Una de las terapias médicas más alarmantes, vagamente basada en la teorización fisiológica, fue introducida por un formidable psiquiatra vienés, Julius Wagner-Jauregg (1857-1940). No aceptaba la filosofía freudiana, que en Viena admitía poca disidencia, y fue un entusiasta temprano de la intervención farmacológica. Pensaba que había visto una mejora en el estado de algunos de sus pacientes perturbados tras recuperarse de infecciones febriles. Esto le llevó a una hipótesis (que más tarde se mostró errónea) de cómo un aumento de la temperatura corporal podría influir en el cerebro. Decidió ensayar esta teoría en sus pacientes a quienes procedió a infectar con estreptococos, estafilococos y luego con tuberculosis. Los resultados de estos terribles experimentos impulsaron su confianza en el enfoque y entonces dio un paso más: inyectó sangre de una víctima de malaria fulminante a un paciente sifilítico en un avanzado estado de paresis. Wagner-Jauregg informó encantado de una mejoría notable en el estado mental del paciente.

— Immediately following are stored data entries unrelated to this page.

Issue #377, opened 2020-12-15
Server is sending client/registerCapability even if the client doesn't support dynamic capability registration


hugopl:
## Server is sending `client/registerCapability` even if the client doesn't support dynamic capability registration.

Here's a dump of the JSON RPC communication, using yaml-language-server version 0.13.0 on [Tijolo](https://github.com/hugopl/tijolo) editor from git.

```
LSP.Yaml: Starting LSP for "yaml-language-server --stdio" on pid 9566

LSP.Yaml: ==> {"jsonrpc":"2.0","id":0,"method":"initialize","params":{"processId":9552,"rootPath":"/home/hugo/src/tijolo","rootUri":"file:///home/hugo/src/tijolo","capabilities":{"workspace":{"applyEdit":true,"workspaceEdit":{"documentChanges":true},"didChangeConfiguration":{"dynamicRegistration":false},"didChangeWatchedFiles":{"dynamicRegistration":false},"workspaceFolders":true},"textDocument":{"synchronization":{"dynamicRegistration":false,"willSave":true,"willSaveWaitUntil":false,"didSave":true},"definition":{"dynamicRegistration":false},"documentHighlight":{"dynamicRegistration":false},"documentSymbol":{"dynamicRegistration":false,"symbolKind":{"valueSet":[1,2,3,4,5,6,7,8,9,10,11,12,13,14,15,16,17,18,19,20,21,22,23,24,25,26]},"hierarchicalDocumentSymbolSupport":false}}},"trace":"off","workspaceFolders":[{"uri":"file:///home/hugo/src/tijolo","name":"project"}]}}

LSP.Yaml: <== {"jsonrpc":"2.0","id":0,"result":{"capabilities":{"textDocumentSync":1,"completionProvider":{"resolveProvider":false},"hoverProvider":true,"documentSymbolProvider":true,"documentFormattingProvider":false,"documentRangeFormattingProvider":false,"documentLinkProvider":{},"workspace":{"workspaceFolders":{"changeNotifications":true,"supported":true}}}}}

LSP.Yaml: ==> {"method":"initialized","params":{},"jsonrpc":"2.0"}

LSP.Yaml: <== {"jsonrpc":"2.0","id":0,"method":"client/registerCapability","params":{"registrations":[{"id":"d9f128c6-616e-40bd-a944-9d463f0c846b","method":"workspace/didChangeWorkspaceFolders","registerOptions":{}}]}}

[...]

Issue #370, opened 2020-12-09
Completion not working with neovim/neovim-lspconfig


david0:
## Describe the bug
I'm trying to use yaml-language-server with neovim + [neovim-lspconfig](https://github.com/neovim/nvim-lspconfig#yamlls).

It looks like its not working at all.

## Expected Behavior
Completion for kubernetes yaml files etc

## Current Behavior
No completion is provided, e.g. if I try to complete a kubernetes yaml file:
![vim](https://user-images.githubusercontent.com/1685610/101676054-e944cd00-3a5a-11eb-8ed7-d1f3f64d9163.png)

there is an error in my lsp.log file:
```
[ ERROR ] 2020-12-09T19:55:06+0100 ] ...ovim/HEAD-8fb786e/share/nvim/runtime/lua/vim/lsp/rpc.lua:455 ]  "rpc"   "/Users/david/.cache/nvim/lspconfig/yamlls/node_modules/.bin/yaml-language-server"      "stderr"        "/Users/david/.cache/nvim/lspconfig/yamlls/node_modules/vscode-jsonrpc/lib/main.js:436
                        responsePromise.reject(new messages_1.ResponseError(error.code, error.message, error.data));
                                               ^

ResponseError: MethodNotFound\n    at handleResponse (/Users/david/.cache/nvim/lspconfig/yamlls/node_modules/vscode-jsonrpc/lib/main.js:436:48)
    at processMessageQueue (/Users/david/.cache/nvim/lspconfig/yamlls/node_modules/vscode-jsonrpc/lib/main.js:263:17)
    at Immediate.<anonymous> (/Users/david/.cache/nvim/lspconfig/yamlls/node_modules/vscode-jsonrpc/lib/main.js:247:13)
    at processImmediate (node:internal/timers:463:21) {
  code: -32601,
  data: undefined
}"
```
see my [full lsp.log](https://github.com/redhat-developer/yaml-language-server/files/5668075/lsp.log) for more detail

## Steps to Reproduce
 NVIM v0.5.0-8fb786e41 + recent 
1. install neovim (i have  NVIM v0.5.0-8fb786e41) 
2. ~/.config/nvim/init.vim:
```
call plug#begin('~/.local/share/nvim/plugged')
Plug 'neovim/nvim-lspconfig'
call plug#end()

autocmd FileType * set omnifunc=v:lua.vim.lsp.omnifunc completeopt=noinsert,menuone
lua << EOF
[...]

PR #378, opened 2020-12-15
Check if dynamic registration is enabled before executing onDidChangeWorkspaceFolders

JPinkney:

### What does this PR do?
It seems that [vscode-languageserver](https://github.com/microsoft/vscode-languageserver-node/blob/master/server/src/common/workspaceFolders.ts#L39) automatically sends a `client/registerCapability` to the client if you use `onDidChangeWorkspaceFolders` on the server side. This means that currently the server will then send `client/registerCapability` even if the client doesn't support it. Since workspaceFolders don't have dynamicRegistration in the initialization according to the LSP spec, there's no way to tell if we should be using `onDidChangeWorkspaceFolders` and thus sending the `client/registerCapability` on the server side. This PR makes it so that `onDidChangeWorkspaceFolders` is only registered when the formatter dynamic registration is available

https://github.com/redhat-developer/yaml-language-server/issues/370
https://github.com/redhat-developer/yaml-language-server/issues/377

### DIFF
--- a/src/server.ts
+++ b/src/server.ts
@@ -446,7 +446,7 @@ connection.onInitialize(
 );
 
 connection.onInitialized(() => {
-  if (hasWorkspaceFolderCapability) {
+  if (hasWorkspaceFolderCapability && clientDynamicRegisterSupport) {
     connection.workspace.onDidChangeWorkspaceFolders((changedFolders) => {
       workspaceFolders = workspaceFoldersChanged(workspaceFolders, changedFolders);
     });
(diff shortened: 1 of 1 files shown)


joshuawilson (approved):

joshuawilson:
@JPinkney I can't think of how to test this but I'm going to ask anyway, is there a way to write a test that covers this?

JPinkney:
>  is there a way to write a test that covers this?

Not currently, I have some code that completely refactors the language server so that you can test almost everything but I won't have it fully ready until friday-ish

joshuawilson:
I figured as much, that is why I approved without requiring the test.

evidolob (approved):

El método cuajó; Wagner-Jauregg fue recompensado con el premio Nobel en 1927. El tratamiento tuvo amplia aplicación durante los años veinte y treinta, pero no está claro cuántos pacientes murieron de la cura. Afortunadamente se encontraron drogas mejores en las décadas siguientes. De hecho, los pacientes hubieran estado mejor servidos con el régimen del siglo XIX de una súbita inmersión en un mar helado.
La inspiración de Warner-Jauregg estuvo prefigurada de una curiosa manera:
Un día de 1927, el gran Hofrat Julius Wagner-Jauregg de Viena estaba en Suecia sentado en un compartimento de un vagón de ferrocarril esperando que el tren le llevara a Estocolmo donde iba a recibir el premio Nobel de Medicina. Había ganado el premio por su descubrimiento del tratamiento de los enfermos mentales elevando sus temperaturas (en realidad provocándoles fiebres en forma de malaria). Mientras estaba esperando la partida del tren, una señora entró en el compartimento y se sentó frente a él. Entablaron una conversación y resultó que la señora también iba de camino al Royal Palace de Estocolmo y que también ella iba allí para recibir el premio Nobel. El suyo era el premio de Literatura, pues era la poetisa sarda Grazia Deledda. Ella había escrito una historia de amor sobre un joven que estaba loco, y en su locura tropezaba con los pantanos de Macedonia, se empapaba y cogía una fiebre alta y así se curaba de su locura.
La historia es de un artículo de un bioquímico bien conocido, W. E. van Heyningen, en Trends in Biochemical Sciences, N177, agosto, 1979.